Yes when self-hosted in customer-owned infrastructure with appropriate controls (encryption, RBAC, audit). The BAA question only applies when a third-party vendor processes PHI on your behalf.
What about state laws (CCPA, NY SHIELD)?
Layer on top of HIPAA. State laws typically add notice and rights obligations; the engineering deliverables on this page satisfy most state requirements as long as the audit trail is queryable.
Can we use these patterns for HITRUST certification?
Yes. HITRUST CSF includes the controls covered above. We pair with HITRUST assessors during engagement and have shipped agents into HITRUST-certified environments.
How long does this take?
6–10 weeks for a single clinical-adjacent agent, including governance documentation. We've seen organizations try to compress to 2 weeks; the result is debt that surfaces during audit.
Which model providers offer BAA coverage in 2026?
Anthropic Claude on AWS Bedrock (BAA via AWS), Azure OpenAI (BAA via Microsoft), and GCP Vertex AI (BAA via Google). Direct OpenAI API and direct Anthropic API also have BAA tiers for enterprise customers. Open-weight self-hosted on customer infrastructure doesn't require a BAA - the customer is the processor.

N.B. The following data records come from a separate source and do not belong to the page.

PR #288, opened 2018-12-01
Prevent frame going out of scope when converting RGB -> BGR

sgvandijk:
In `showimage`, when an image is encoded in RGB, it is converted into a BGR image. However, the converted frame is deallocated when the `cv:Mat` referencing it, `frame2`, goes out of scope, resulting in a segmentation fault when trying to show it.

This PR fixes this by reusing the original `cv::Mat` in `cv::cvtColor`, which is safe, and stays in scope until the end of the function.

### DIFF
--- a/image_tools/src/showimage.cpp
+++ b/image_tools/src/showimage.cpp
@@ -67,14 +67,11 @@ void show_image(
       msg->height, msg->width, encoding2mat_type(msg->encoding),
       const_cast<unsigned char *>(msg->data.data()), msg->step);
 
-    CvMat cvframe;
     if (msg->encoding == "rgb8") {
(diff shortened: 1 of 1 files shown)


wjwwood:
Thanks @sgvandijk! Here's CI and I'll merge if those come back greed:

* Linux [Build Status](http://ci.ros2.org/job/ci_linux/5824/)
* Linux-aarch64 [Build Status](http://ci.ros2.org/job/ci_linux-aarch64/2389/)
* macOS [Build Status](http://ci.ros2.org/job/ci_osx/4815/)
* Windows [Build Status](http://ci.ros2.org/job/ci_windows/5719/)

PR #296, opened 2018-12-12
Do not show freq parameter on help when not necessary

gonzodepedro:
Do not show frequency parameter on image_tools when not necessary. Relate ros2/ros2_documentation#41

### DIFF
--- a/image_tools/src/options.cpp
+++ b/image_tools/src/options.cpp
@@ -61,7 +61,9 @@ bool parse_command_options(
     ss << "    1 - reliable (default)" << std::endl;
     ss << " -d: Depth of the queue: only honored if used together with 'keep last'. " <<
       "10 (default)" << std::endl;
-    ss << " -f: Publish frequency in Hz. 30 (default)" << std::endl;
+    if (freq != nullptr) {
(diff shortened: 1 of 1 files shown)


image_tools/src/options.cpp
```diff
@@ -61,7 +61,9 @@ bool parse_command_options(
     ss << "    1 - reliable (default)" << std::endl;
     ss << " -d: Depth of the queue: only honored if used together with 'keep last'. " <<
       "10 (default)" << std::endl;
-    ss << " -f: Publish frequency in Hz. 30 (default)" << std::endl;
+    if( freq != nullptr ){
```
dirk-thomas: I would expect this line to fail the linters. Please run the unit tests of the package locally to check.

gonzodepedro: Got it. Fixed now

dirk-thomas: I don't see any change.

gonzodepedro: I'm very sorry. Now it should be fixed.

dirk-thomas:
Thank you for the improvement.

PR #306, opened 2019-01-10
Update for OpenCV v4.0 compatibility

jacobperron:


image_tools/src/burger.cpp
```diff
@@ -124,7 +124,7 @@ cv::Mat & Burger::render_burger(size_t width, size_t height)
     }
     burger_buf = cv::Mat(height_i, width_i, CV_8UC3);
   }
-  burger_buf = cvScalar(0, 0, 0);
+  burger_buf = cv::Scalar_<int>(0, 0, 0);
```
wjwwood: Is there any reason you're using `int` specifically rather than `double`, i.e. `cv::Scalar`? I assume there is, but I'm just curious.

jacobperron: Oops, no. I think this should just be `cv::Scalar` :grimacing: 

Fixed in 2877adb

jacobperron:
Packages up to image_tools:

* Linux [Build Status](http://ci.ros2.org/job/ci_linux/6018/)
* Linux-aarch64 [Build Status](http://ci.ros2.org/job/ci_linux-aarch64/2524/)
* macOS [Build Status](http://ci.ros2.org/job/ci_osx/4968/)
* Windows [Build Status](http://ci.ros2.org/job/ci_windows/5892/)

PR #311, opened 2019-02-11
Drops legacy launch API usage.

hidmic:
Connected to ros2/launch#159.

### DIFF
--- a/composition/package.xml
+++ b/composition/package.xml
@@ -28,7 +28,6 @@
   <test_depend>ament_cmake_pytest</test_depend>
   <test_depend>ament_lint_auto</test_depend>
   <test_depend>ament_lint_common</test_depend>
-  <test_depend>launch</test_depend>
   <test_depend>launch_testing</test_depend>
   <test_depend>rmw_implementation_cmake</test_depend>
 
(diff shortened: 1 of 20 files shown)


composition/package.xml
```diff
@@ -28,7 +28,6 @@
   <test_depend>ament_cmake_pytest</test_depend>
   <test_depend>ament_lint_auto</test_depend>
   <test_depend>ament_lint_common</test_depend>
-  <test_depend>launch</test_depend>
```
dirk-thomas: Why was this dependency removed? Python modules from that package are clearly imported in the code below.

mjcarroll: Yes, it clearly still needs that dep.

mjcarroll: Though launch_testing includes `launch` as an `exec_depend`.  Is that sufficient in this case?

dirk-thomas: You never want to rely on transitive dependencies. If you use something directly you should declare it as a dependency. What if `launch_testing` would be refactored into a standalone package? Then this package would fail.

hidmic: Oops, my bad. I _think_ I removed them during a previous refactor, when `launch_testing` was the only thing needed for testing. I'll get them back ASAP.

PR #314, opened 2019-03-08
Example of using Deadline, Liveliness, and Lifespan QoS in Client

mm318:
As part of implementation for Deadline, Liveliness, and Lifespan QoS. The design is at ros2/design#212

The changes are examples of how a user would create subscribers and publishers in their client-side application code.

### DIFF
--- a/CONTRIBUTING.md
+++ b/CONTRIBUTING.md
@@ -11,3 +11,8 @@ be under the Apache 2 License, as dictated by that
    the terms of any separate license agreement you may have executed
    with Licensor regarding such Contributions.
 ~~~
+
+Contributors must sign-off each commit by adding a `Signed-off-by: ...`
+line to commit messages to certify that they have the right to submit
+the code they are contributing to the project according to the
+[Developer Certificate of Origin (DCO)](https://developercertificate.org/).


demo_nodes_cpp/src/topics/allocator_tutorial.cpp
```diff
@@ -161,6 +161,17 @@ int main(int argc, char ** argv)
     node = rclcpp::Node::make_shared("allocator_tutorial", options);
   }
 
+  auto event_callback = [](rclcpp::ResourceStatusEvent event_type) -> void
+    {
+      if (rclcpp::ResourceStatusEvent::DEADLINE_MISSED == event_type) {
+        printf("deadline event occured");
```
wjwwood: As we spoke about in our meeting, I think it would be best to have separate callbacks for each type of event, so that you could pass additional information about that event clearly as arguments to the callback. For example, here it would be good to know which instance/publisher or instance/subscription had a deadline missed. For the subscription/publisher, you can perhaps automatically associate which one it was b

mm318: Yep, we are currently working on that.

wjwwood: Ok, should I hold off reviewing for now? Or do you want more early feedback?

wjwwood: (I was going to do a full review, and accidentally clicked "add single comment" mid typing 🤦‍♂️

mm318: We would like more early feedback. We believe that rcl (https://github.com/ros2/rcl/pull/396) and rmw (https://github.com/ros2/rmw/pull/167) interfaces are relatively final.

rclcpp (https://github.com/ros2/rclcpp/pull/655) is probably the most in flux, but for now can you take a look at how we're planning to have PublisherBase and SubscriptionBase to implement the Waitable interface and removing a bunch of vectors of rcl handles in AllocatorMemoryStrategy?

dummy_robot/dummy_map_server/src/dummy_map_server.cpp
```diff
@@ -33,7 +33,7 @@ int main(int argc, char * argv[])
   latched_qos.depth = 1;
   latched_qos.durability = RMW_QOS_POLICY_DURABILITY_TRANSIENT_LOCAL;
   auto map_pub = node->create_publisher<nav_msgs::msg::OccupancyGrid>(
-    "map", latched_qos);
+    "map", nullptr, rclcpp::PublisherOptions<>().publisher_qos_profile(latched_qos));
```
mm318: TODO: Improve usability of `PublisherOptions` and `SubscriptionOptions`.

mm318:
Hi @wjwwood, I've updated the sample code to show the use of separate callbacks for each type of event.

image_tools/src/cam2image.cpp
```diff
@@ -105,26 +105,26 @@ int main(int argc, char * argv[])
...
   // KEEP_LAST enforces a limit on the number of messages that are saved, specified by the "depth"
   // parameter.
-  custom_camera_qos_profile.history = history_policy;
+  custom_camera_qos_profile.qos_profile().history = history_policy;
 
   RCLCPP_INFO(node_logger, "Publishing data on topic '%s'", topic.c_str());
   // Create the image publisher with our custom QoS profile.
-  auto pub = node->create_publisher<sensor_msgs::msg::Image>(
-    topic, custom_camera_qos_profile);
+  auto pub = node->create_publisher<sensor_msgs::msg::Image>(topic, nullptr,
```
nburek: If something is getting passed in as a `nullptr` should it also be moved to the Options class?

image_tools/src/cam2image.cpp
```diff
@@ -105,26 +105,26 @@ int main(int argc, char * argv[])
 
   // Set the parameters of the quality of service profile. Initialize as the default profile
   // and set the QoS parameters specified on the command line.
-  rmw_qos_profile_t custom_camera_qos_profile = rmw_qos_profile_default;
+  rclcpp::PublisherOptions<> custom_camera_qos_profile;
```
nburek: Rename variable as it is no longer just qos settings.

image_tools/src/cam2image.cpp
```diff
@@ -139,11 +139,11 @@ int main(int argc, char * argv[])
     };
 
   // Set the QoS profile for the subscription to the flip message.
-  rmw_qos_profile_t custom_flip_qos_profile = rmw_qos_profile_sensor_data;
-  custom_flip_qos_profile.depth = 10;
+  rclcpp::SubscriptionOptions<> custom_flip_qos_profile(rmw_qos_profile_sensor_data);
```
nburek: Update variable name here and all the others below too.

Issue #316, opened 2019-03-20
[rclcpp] Unhandled RCLError exception on keyboard interrupt


Karsten1987:
## Bug report

similar to #305 in python.

**Required Info:**

- Operating System:
  - experienced on OSX, expecting similar behavior on linux
- Installation type:
  - source
- Version or commit hash:
  - master
- Client library (if applicable):
  - rclcpp

#### Steps to reproduce issue
Start `ros2 run demo_nodes_cpp add_two_ints_client_async`

`crtl-c` it 

#### Expected behavior
Client shuts down correctly.

#### Actual behavior

```
 ➭ ros2 run demo_nodes_cpp add_two_ints_client_async
[INFO] [add_two_ints_client]: service not available, waiting again...
[INFO] [add_two_ints_client]: service not available, waiting again...
[INFO] [add_two_ints_client]: service not available, waiting again...
^C[INFO] [rclcpp]: signal_handler(signal_value=2)
[ERROR] [add_two_ints_client]: Interrupted while waiting for the service. Exiting.

>>> [rcutils|error_handling.c:106] rcutils_set_error_state()
This error state is being overwritten:

  'rcl node's context is invalid, at /Users/karsten/workspace/osrf/ros2_full/src/ros2/rcl/rcl/src/rcl/node.c:471'

with this new error message:

  'the given context is not valid, either rcl_init() was not called or rcl_shutdown() was called., at /Users/karsten/workspace/osrf/ros2_full/src/ros2/rcl/rcl/src/rcl/guard_condition.c:69'

rcutils_reset_error() should be called after error handling to avoid this.
<<<
libc++abi.dylib: terminating with uncaught exception of type rclcpp::exceptions::RCLError: Failed to create interrupt guard condition in Executor constructor: the given context is not valid, either rcl_init() was not called or rcl_shutdown() was called., at /Users/karsten/workspace/osrf/ros2_full/src/ros2/rcl/rcl/src/rcl/guard_condition.c:69
```

#### Implementation considerations
The future handling is not correct as far as I can tell. I'll work on a PR for it.

clalancette:
Since we don't support macOS anymore, and this seems to work fine in Linux, closing.

PR #317, opened 2019-03-20
spin until future complete for async service client

Karsten1987:
fixes ros2/demos#316 

When hitting `ctrl-c`, the node exits cleanly now:
```
[INFO] [add_two_ints_client]: service not available, waiting again...
[INFO] [add_two_ints_client]: service not available, waiting again...
^C[INFO] [rclcpp]: signal_handler(signal_value=2)
[ERROR] [add_two_ints_client]: Interrupted while waiting for the service. Exiting.
```

Signed-off-by: Karsten Knese <karsten@openrobotics.org>

### DIFF
--- a/demo_nodes_cpp/src/services/add_two_ints_client_async.cpp
+++ b/demo_nodes_cpp/src/services/add_two_ints_client_async.cpp
@@ -24,6 +24,8 @@
 #include "example_interfaces/srv/add_two_ints.hpp"
 
 using namespace std::chrono_literals;
+using ServiceResponseFuture =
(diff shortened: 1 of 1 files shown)


jacobperron:
I think it might make for a more compelling demo if the spinning on the future was encapsulated in the class, although it's a bit more involved. For example, in ros2/examples#230 I have class methods "spin_until_goal_complete" (client) and "spin" (server) for encapsulating the logic related to the futures.

nuclearsandwich:
@Karsten1987 with the composition transition underway what is the status of this PR?

jacobperron:
We can try to address it in #325 (or post) to avoid conflicts.

@skucheria FYI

Do we need IRB review for AI features in research contexts?
If the AI is used in research with human subjects, yes - your IRB will want to review. Engineering implication: build the audit log to support research data extracts (de-identified per Safe Harbor or Expert Determination) without re-engineering.
How do we handle minor patient data?
Standard HIPAA pediatric considerations apply (parent/guardian consent, age-out at majority for some states). Engineering implication: tag patient records with age category; route minor-related actions through a stricter reviewer queue; log consent status with each access.
What about TEFCA and information-blocking rules?
ONC's information-blocking rules apply to certified health IT and may govern how an AI agent surfaces or withholds information [6]. Practical pattern: an agent that summarizes records visible to the patient via a portal must not selectively suppress the same information from the patient's view. Build to parity.